Event Details
Topic description:
If Ernst Mayr (1904-2005) is to be believed, ‘population thinking’ marks an important breakthrough in metaphysics. Mayr characterized population thinking as a way of approaching biological phenomena that recognizes them for their biological ontology, as opposed to their physical, chemical, or, more generally ‘typological’ constitution. There are good reasons not to believe Mayr. A close examination of the genesis of Mayr’s population/typology dichotomy shows that it is conflation–a mixture of cross-cutting methodological, conceptual, and theoretical distinctions that Mayr ‘compacted’ into a meaningless construct (Witteveen, in progress). And yet, Mayr’s confusing use of ‘population thinking’ does not automatically force us to purge the term from our vocabulary. Population thinking continues to be invoked in a number of scientific contexts, as a way of drawing out meaningful contrasts with other ways of approaching particular domains of study. I therefore suggest that, rather than a being a term to be dispensed with, population thinking is a term whose confounded meanings need to be pulled apart. Following Godfrey-Smith’s (2001) “classification and clarification” of different notions of adaptationism, I will propose a distinction between different kinds of population thinking. I will show that a considerable amount of debate concerning the meaning, significance, and adequacy of population thinking results from hidden category mistakes.
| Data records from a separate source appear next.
PR #1552, opened 2025-07-28
improve node image download logic

Rozzii:
This commit:
 - Allows the user to provide a qcow2 image locally and convert it to raw image without triggering the download node image  logic thus wasting time.

This commit was needed because in the previous implementation the dev-env pulled the qcow2 node image even if only the raw image was missing. The previous logic had multiple faults:
- It didn't pull if the qcow2 was missing even though users might not use raw image streaming
- Pulled the qcow image if the raw image was missing instead of just converting the qcow2 to raw


lentzi90 (commented):
/lgtm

A classification of kinds of population thinking can therefore be used to distinguish real disputes from semantic confusion. After offering a basic classification, I will briefly discuss three domains that can benefit from it. First, I will review a historical debate about the origins of population thinking. I will show that Sober (1980), Ariew (2008) and Lewens (2009) unwittingly rely on different notions of population thinking when disputing one another’s claims about the origins of this mode of thinking. Next, I will turn to a debate in cultural evolutionary theory, in which scientists from different traditions claim to be population thinkers on what turn out to be rather different grounds, rooted in different kinds of population thinking (Richerson and Boyd 2005; Claidière et al. in press). Finally, I will show that my classification can clarify where the real tension between neo-Darwinists and ‘evo-devotees’ lies (Amundson 2005).
References:
Amundson R (2005) The Changing Role of the Embryo in Evolutionary Thought: Roots of Evo–Devo. Cambridge UP
Ariew A (2008) Population thinking. In: Oxford Companion to Philosophy of Biology. Oxford UP
Claidière N, Scott-Phillips T, Sperber D (in press). How Darwinian is cultural evolution? Philosophical Transactions of the Royal Society of London B
Godfrey-Smith P (2001) Three kinds of adaptationism. In: Orzack SH, Sober E (eds.) Adaptationism and Optimality, pp 335–357. Cambridge UP
Lewens T (2009). Evo-devo and “typological thinking”: an exculpation. Journal of Experimental Zoology B: Molecular and Developmental Evolution 312:789– 796
Sober E (1980) Evolution, population thinking, and essentialism. Philosophy of Science 27:350–383
Witteveen J (in progress). 'Temporary oversimplication': Mayr, Simpson, Dobzhansky and the origins of the population/typology dichotomy
Biographical note:
Joeri Witteveen is currently a Post-Doctoral researcher in the Faculties of Humanities and Social & Behavioural Sciences at Utrecht University. He obtained his liberal arts undergraduate degree from University College Maastricht in 2006. He took courses towards his degree at the University of California, Berkeley. In September 2007 he finished his work on theories of cultural evolution for the MSc in Philosophy of the Social Sciences at the London School of Economics and Political Science. Witteveen was a Junior Fellow and Writing-Up Fellow at the KLI. He obtained his PhD in History and Philosophy of Science from the University of Cambridge in April 2013.